The write operation is used for writing the aggregated incremental data in the incremental data block into a data table according to the adjusted data distribution state;

optimizing the adjusted target execution plan based on the attribute information corresponding to the data table to obtain a final execution plan;

and running the final execution plan.

2. The method of claim 1, wherein the data processing engine comprises a Spark engine; the data processing protocol adopted by the Spark engine is a queue protocol.

3. The method of claim 2, wherein each piece of incremental data aggregated in the incremental data block is aggregated by subdata corresponding to a plurality of fields; the data aggregation operation comprises a data mapping operation and a data sorting operation;

sorting mapping data sets formed by mapping data corresponding to each incremental data through the data sorting operation to obtain corresponding data sorting results;

4. The method of claim 3, wherein the step of, for each piece of incremental data aggregated in the incremental data block, screening at least two fields of sub-data from a plurality of fields of sub-data included in the incremental data through the data mapping operation to obtain mapping data corresponding to each piece of incremental data, which includes:

converting the target subdata into corresponding preset carry numbers;

5. The method according to claim 3, wherein the sorting the mapping data set formed by the mapping data corresponding to each incremental data through the data sorting operation to obtain a corresponding data sorting result includes:

and according to the size of the mapping data corresponding to each piece of incremental data, performing ascending or descending arrangement on the mapping data in the mapping data set to obtain a corresponding data sorting result.

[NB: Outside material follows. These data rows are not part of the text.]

PR #750, opened 2022-03-10
refactor: make lockable-ft example use `Result`-based error handling

itegulov:
Addresses https://github.com/near/near-sdk-rs/pull/745#pullrequestreview-903181784

Also covered this example with workspaces-powered tests since that is the only way to test the new error handling behavior.


examples/lockable-fungible-token/src/lib.rs
```diff
@@ -70,46 +70,54 @@ impl FunToken {
...
     /// If some amount of tokens is currently locked by the `escrow_account_id` the new allowance is
     /// decreased by the amount of locked tokens.
-    pub fn set_allowance(&mut self, escrow_account_id: AccountId, allowance: String) {
+    #[return_result]
+    pub fn set_allowance(
+        &mut self,
+        escrow_account_id: AccountId,
+        allowance: String,
+    ) -> Result<(), &'static str> {
         let allowance = u128::from_str(&allowance).expect("Failed to parse allowance");
```
ChaoticTempest, line 79: probably preferable if we switch these `.expect` calls over to early returning an error since our error type is a str anyways, but not a big deal if we leave it as is

ChaoticTempest (approved):

examples/lockable-fungible-token/src/lib.rs
```diff
@@ -119,26 +127,33 @@ impl FunToken {
...
     /// * The (`predecessor_id`) should have at least `unlock_amount` locked tokens from `owner_id`.
-    pub fn unlock(&mut self, owner_id: AccountId, unlock_amount: String) {
+    #[return_result]
+    pub fn unlock(
+        &mut self,
+        owner_id: AccountId,
+        unlock_amount: String,
+    ) -> Result<(), &'static str> {
         let unlock_amount =
             u128::from_str(&unlock_amount).expect("Failed to parse allow unlock_amount");
```
austinabell, line 146: same here, and a few other places

austinabell (commented):
oops forgot to finalize this review comment

PR #751, opened 2022-03-11
multi-architecture docker image

anshal-savla:
Ticket: https://nearinc.atlassian.net/browse/DPI-65

updated bash script to build multi-architecture Docker images (arm65/amd64) for contract-builder.


contract-builder/build.sh
```diff
@@ -1,2 +1,23 @@
...
+    docker buildx use --builder contract-builder
+else
+    docker buildx create --name contract-builder --use 
+fi
+
+if [[ ${branch} == "master" ]];then
+    docker buildx build --platform linux/amd64,linux/arm64 -t nearprotocol/"${image_name}:${branch}-${commit}" -t nearprotocol/${image_name}:latest --push .
+else 
+    docker buildx build --platform linux/amd64,linux/arm64 -t nearprotocol/"${image_name}:${branch}-${commit}" --push .
+fi
```
itegulov, line 23:
```suggestion
if docker buildx ls | grep -q contract-builder; then
    docker buildx use --builder contract-builder
else
    docker buildx create --name contract-builder --use
fi

if [[ ${branch} == "master" ]]; then
    docker buildx build --platform linux/amd64,linux/arm64 -t nearprotocol/"${image_name}:${branch}-${commit}" -t nearprotocol/${image_name}:latest --push .
else
    docker buildx build --platform linux/amd64,linux/arm64 -t nearprotocol/"${image_name}:${branch}-${commit}" --push .
fi
```

itegulov (commented):
Seems to work fine on both Linux and macOS with M1, but I am honestly not sure if contract-builder image related scripts and logic belong to this repo. If they do, shouldn't we also have a buildkite workflow that invokes this script? How can I try it out?

itegulov:
Also, while we are at it and before we publish the next version of the image, can we also update Dockerfile to use Rust 1.56 to unblock https://github.com/near/near-sdk-rs/pull/669?

mhalambek (approved):

austinabell (approved):
don't really see why this would exist within the SDK, but I suppose this could be moved out later

anshal-savla:
@itegulov @austinabell  Yes, I can update the rust version in the Docker image. I am Creating a buildkite pipeline to build and publish the docker image in the near-ops repo.

Where should this build script live if not in this repo?

austinabell:
> @itegulov @austinabell Yes, I can update the rust version in the Docker image. I am Creating a buildkite pipeline to build and publish the docker image in the near-ops repo.
> 
> Where should this build script live if not in this repo?

I suppose it's fine to be here, but maybe more ideal to move into its own repo in the future. Nothing here is tied to this SDK specifically.

austinabell:
> I suppose it's fine to be here, but maybe more ideal to move into its own repo in the future. Nothing here is tied to this SDK specifically.

Actually, second thought might be beneficial to be within SDK but only if we have building/using the image as part of the CI checks, which doesn't require building for the local script. This could be a benefit to make sure the script doesn't break examples and general use things within the SDK directly.

Otherwise, not a benefit since we just use the deployed image [here](https://github.com/near/near-sdk-rs/blob/master/examples/build_docker.sh).

PR #754, opened 2022-03-15
feat: support `Result`-based error handling in init methods

itegulov:
While refactoring lockable-ft example in #750 I realized that init methods could also benefit from `Result`-based error handling. Also realized that I forgot to throw an error when a method that does not return `Result` is marked with `#[return_result]`.


near-sdk-macros/src/core_impl/code_generator/item_impl_info.rs
```diff
@@ -810,4 +810,63 @@ mod tests {
...
+        assert_eq!(expected.to_string(), actual.to_string());
+    }
+
+    #[test]
+    fn return_result_init_ignore_state() {
+        let impl_type: Type = syn::parse_str("Hello").unwrap();
+        let mut method: ImplItemMethod = parse_quote! {
+            #[init(ignore_state)]
+            #[return_result]
+            pub fn new() -> Result<Self, &'static str> { }
```
austinabell, line 851: Yeah, so this annotation is a bit misleading when used with init because nothing is actually returned. I wonder if there is a better name for this annotation.

austinabell (approved):

near-sdk-macros/src/core_impl/code_generator/item_impl_info.rs
itegulov: Yeah, not the best name for sure. How about `#[handle_result_error]` or even `#[handle_result]`?

austinabell: > Yeah, not the best name for sure. How about `#[handle_result_error]` or even `#[handle_result]`?

I personally like the latter since it's more concise (result_error is a bit redundant), but up to you!

ChaoticTempest (approved):
LGTM. And man they changed the Github `Files changed` page 🙃

itegulov:
@ChaoticTempest haha, are you talking about the file tree preview? I thought it was only available as a feature preview. Enabled it a few days ago and am very happy that they are finally adding something like this 😄

PR #770, opened 2022-03-28
deprecate and remove unused proc_macro_attributes

### LINKED ISSUE #766: [EXT] NEAR SDK - Init Example
https://docs.rs/near-sdk/4.0.0-pre.7/near_sdk/attr.init.html

This function is missing an example.

Examples should be simple, easy-to-follow, and useful to make onboarding and learning Rust SDK as straightforward as possible. See array primitive for examples of code snippet examples: https://doc.rust-lang.org/nightly/core/primitive.array.html), https://doc.rust-lang.org/src/std/collections/hash/map.rs.html#784-790 for examples in code.

austinabell:
closes #766 

There was no clean way of deprecating this re-export so I've just removed it since it's coming with a major version bump. Migration should be simple enough I think. Another option is exporting modules with the same name and deprecating them, but this clutters docs a bit too much since those are shown first.

Unless someone has a better alternative to deprecate these proc_macro_attribute macros?

### DIFF
--- a/near-sdk-macros/src/lib.rs
+++ b/near-sdk-macros/src/lib.rs
@@ -81,29 +81,34 @@ pub fn ext_contract(attr: TokenStream, item: TokenStream) -> TokenStream {
 
 /// `callback` is a marker attribute it does not generate code by itself.
 #[proc_macro_attribute]
+#[deprecated(since = "4.0.0", note = "Case is handled internally by macro, no need to import")]
 pub fn callback(_attr: TokenStream, item: TokenStream) -> TokenStream {
     item
 }
 
 /// `callback_args_vec` is a marker attribute it does not generate code by itself.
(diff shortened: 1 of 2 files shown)


itegulov (approved):

ChaoticTempest (approved):

fadeevab:
@austinabell Hi! What's gonna be an alternative of `callback_vec`? E.g. I need a handler which accepts variable number of return values from cross-contract calls. Thanks.

austinabell:
> @austinabell Hi! What's gonna be an alternative of `callback_vec`? E.g. I need a handler which accepts variable number of return values from cross-contract calls. Thanks.

This annotation isn't being removed, this is just the macro that is being removed. You don't need to import the macro to use and this macro wasn't being used. You'll be able to use `#[callback_vec]` as you did before.

Issue #718, opened 2022-01-27
`near_bindgen` methods with no `self` check for attached deposit


austinabell:
update: as per https://github.com/near/near-sdk-rs/pull/774#issuecomment-1561817582, what should be done to resolve this issue, 
has changed. An implementor should check if https://github.com/near/near-sdk-rs/pull/774#issuecomment-1561817582 still holds true , i.e. if calling `near_sdk::env::attached_deposit()`  from view methods still doesn't panic.

---

Methods like this will add the codegen assumed when a contract mutates state. A slightly strange pattern we have that defaults to checking this only when the parameter is `&mut self` even though in any function there can be state changes not tied to the contract state. 

Tying the check for attached deposit to whether or not contract state changes is a strange pattern IMO but the band-aid fix is to just remove this check when contract state isn't used. This needs to be done so that these methods can be called with a view operation, otherwise, the runtime will fail when trying to call `env::attached_deposit` from within a view call.

```rust
#[near_bindgen]
pub struct SomeContract;

#[near_bindgen]
impl SomeContract {
    pub fn get_val(s: &String) -> Option<u8> 

    { // ... } 

// ...
```

Test for this looks like:

```rust
#[test]
fn no_self_no_args() {
    let impl_type: Type = syn::parse_str("Hello").unwrap();
    let mut method: ImplItemMethod = syn::parse_str("pub fn method() { }").unwrap();
    let method_info = ImplItemMethodInfo::new(&mut method, impl_type).unwrap();
    let actual = method_info.method_wrapper();
    let expected = quote!(
       #[cfg(target_arch = "wasm32")]
       #[no_mangle]
       pub extern "C" fn method() 

       { near_sdk::env::setup_panic_hook(); Hello::method(); } 

     );
    assert_eq!(expected.to_string(), actual.to_string());
}
```

which is currently failing because it adds the extra check

itegulov:
Just to be clear, codegen having a check for the attached deposit is a side effect of such functions being identified as call functions.

<sub>Also, the markdown is all messed up again, curse you exalate</sub>

HumbertoTM10:
I am applying to this issue via [OnlyDust platform](https://app.onlydust.com/p/near-sdk-rs).

### My background and how it can be leveraged
I have 4 years working in development environments, have encountered several challenges, requests and teams focusing in reusable and efficient code, so that gives me a better understanding of the code and how to solve problems efficiently.


### How I plan on tackling this issue
[...]

PR #774, opened 2022-03-31
fix: remove payable check for non-mutable functions

austinabell:
Opinionated change, probably shouldn't come in, opening for discussion. It was a foot gun for what I was just doing, but it doesn't seem super clean to just remove.

Pros:
- Removes foot gun of trying to call a method without parameters as a view call and failing

Cons:
- Silently removes non-payable check to anyone using this method and modifying state manually

Neutral:
- Moves in direction of non-payable methods by default. Unclear if developers expect this or benefit from the security of this by default (probably requires developer input cc @AustinBaggio). Is a pattern in Ethereum by default, but doesn't fit cleanly into our model because `attached_deposit` fails by default in view context. (I will follow up to ask why this is the case and not just defaulting to 0 https://near.zulipchat.com/#narrow/stream/295306-pagoda.2Fcontract-runtime/topic/attached_deposit.20view.20error/near/277355733)

### DIFF
--- a/near-sdk-macros/src/core_impl/code_generator/impl_item_method_info.rs
+++ b/near-sdk-macros/src/core_impl/code_generator/impl_item_method_info.rs
@@ -58,18 +58,19 @@ impl ImplItemMethodInfo {
             is_handles_result,
             ..
         } = attr_signature_info;
-        let deposit_check = if *is_payable || matches!(method_type, &MethodType::View) {
-            // No check if the method is payable or a view method
-            quote! {}
-        } else {
-            // If method is not payable, do a check to make sure that it doesn't consume deposit
-            let error = format!("Method {} doesn't accept deposit", ident);
-            quote! {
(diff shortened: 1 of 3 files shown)


nearmax:
Is this a backwards-compatible change from the perspective of API or behavior?

austinabell:
> Is this a backwards-compatible change from the perspective of API or behavior?

Are you referring to the change in this draft or the proposed protocol change?

The draft PR change is backwards compatible from the API surface, but just would remove the payable check by default. Not going to open this PR up, was created more for discussion.

austinabell:
Also, I have a terrible memory, because there was already an issue for this: https://github.com/near/near-sdk-rs/issues/718

austinabell:
Closing this because the logic in nearcore was changed in https://github.com/near/nearcore/pull/8433

The better solution now is to just have the non-payable check on all methods, and only remove if the attribute `payable` is applied.

PR #783, opened 2022-04-07
fix: Remove clone from Promise API

austinabell:
Having clone for this is very error-prone, especially since some constructions are cached and cloning opens up to a lot of bugs.

Not quite sure why it was added in the first place


CHANGELOG.md
```diff
@@ -13,6 +13,9 @@
 - Fixed gas assertion in `*_transfer_call` implementations of FT and NFT standards to only require what's needed. [PR 760](https://github.com/near/near-sdk-rs/pull/760)
 - Fixed events being emitted in FT standard to include refund transfers and burn events. [PR 752](https://github.com/near/near-sdk-rs/pull/752)
 
+### Fixed
+- Remove `Clone` implementation for `Promise` (error prone) https://github.com/near/near-sdk-rs/pull/783
```
ChaoticTempest, line 17: Probably better in the `Removed` section?

ChaoticTempest (approved):

CHANGELOG.md
austinabell: Yeah, I figured since it's an actual bug I would include here, guess it could go either way, though

Issue #780, opened 2022-04-05
AccountId defined twice


wackazong:
I noticed that `AccountId` is defined in `near_sdk::types` but also in `near_primitives_core::types`.

When using `near_sdk` version 4.0.0-pre.7 the `VMContext` uses the `AccountId` definition from `near_primitives_core::types`. On the other hand, e.g. `env::predecessor_account_id()` uses the definition from `near_sdk::types`.

Is that expected? To me it does not make much sense. I looked into the release histories of the packages and into the near-sdk-rs issue tracker but did not find any clues.

miraclx:
Afaik, when the `near-sdk` `AccountId` was introduced, the `near-primitives` version was still a bit bulky to be used in smart contracts. It's been stripped down and refactored a lot since then, though. Maybe @austinabell, you can take a look.

wackazong:
Ok, thanks for the explanation.

Thing is, it's being used in the definition of `VMContext`. If I do unit tests I do need to handle both versions. I use the `near-primitives` version globally now and convert from the old one using (for whom it may concern):

```
fn convert_old_account_id(old: OldAccountId) -> AccountId {
    AccountId::from_str(&old.to_string())
        .unwrap_or_else(|_| env::panic_str("INVALID_OLD_ACCOUNT_ID"))
}
```

austinabell:
Ah, yes, so it's generally recommended to use `VMContextBuilder` to generate context. This type probably shouldn't be exposed from the SDK, I'll make a change for this soon

austinabell:
Closed with #785

PR #785, opened 2022-04-08
refactor!: move VMContext type to SDK

austinabell:
Using the nearcore VMContext directly causes issues (see #780) so to improve and stabilize the API from changing in the future (as it has) this type is moved to SDK.

Some fields change from what they were in `3.x`, but toward what is used in the SDK now so the migration should be simple

The same could be done with `VMConfig` but that type has all primitive types and is rarely configured specifically so I've kept that change separate from this. Possibly worth opening an issue to migrate over, but would love to hear others' opinions if this should be done.


near-sdk/src/test_utils/context.rs
```diff
@@ -27,15 +25,70 @@ impl Default for VMContextBuilder {
...
     pub fn new() -> Self {
         Self {
             context: VMContext {
-                current_account_id: alice().try_into().unwrap(),
-                signer_account_id: bob().try_into().unwrap(),
-                signer_account_pk: vec![0u8; 32],
-                predecessor_account_id: bob().try_into().unwrap(),
+                current_account_id: alice(),
+                signer_account_id: bob(),
+                signer_account_pk: vec![0u8; 33].try_into().unwrap(),
```
ChaoticTempest, line 90: hmm, is the new `signer_account_pk` suppose to be 33 in length? Just noting it looks weird that it changed from 32, or did something change under the hood?

austinabell: nope, it was bugged/incorrect before. Guess I should have mentioned this specifically. The extra byte is the curve type.

ChaoticTempest (approved):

6. The method of claim 3, wherein adjusting the data distribution state of the aggregated delta data within the delta data block based on the data ordering result comprises:

7. The method of claim 3, wherein the attribute information corresponding to the data table comprises first configuration information and second configuration information;

8. A data processing apparatus, applied to a data processing engine, comprising:

the screening module is used for analyzing the received SQL statement to obtain an execution plan, and screening the execution plan to obtain a target execution plan containing the write operation;

an adding module, configured to add a data aggregation operation to obtain an adjusted target execution plan before the write operation; the data aggregation operation is used for adjusting the data distribution state of the aggregated incremental data in the incremental data block to be written, and the write operation is used for writing the aggregated incremental data in the incremental data block into a data table according to the adjusted data distribution state;

the optimization module is used for optimizing the adjusted target execution plan based on the attribute information corresponding to the data table to obtain a final execution plan;

and the operation module is used for operating the final execution plan.

9. An electronic device, comprising:

a processor;

a memory for storing processor-executable instructions;

wherein the processor implements the data processing method of any one of claims 1-7 by executing the executable instructions.

10. A computer-readable storage medium, characterized in that the storage medium stores a computer program for causing a processor to execute the data processing method of any one of claims 1-7.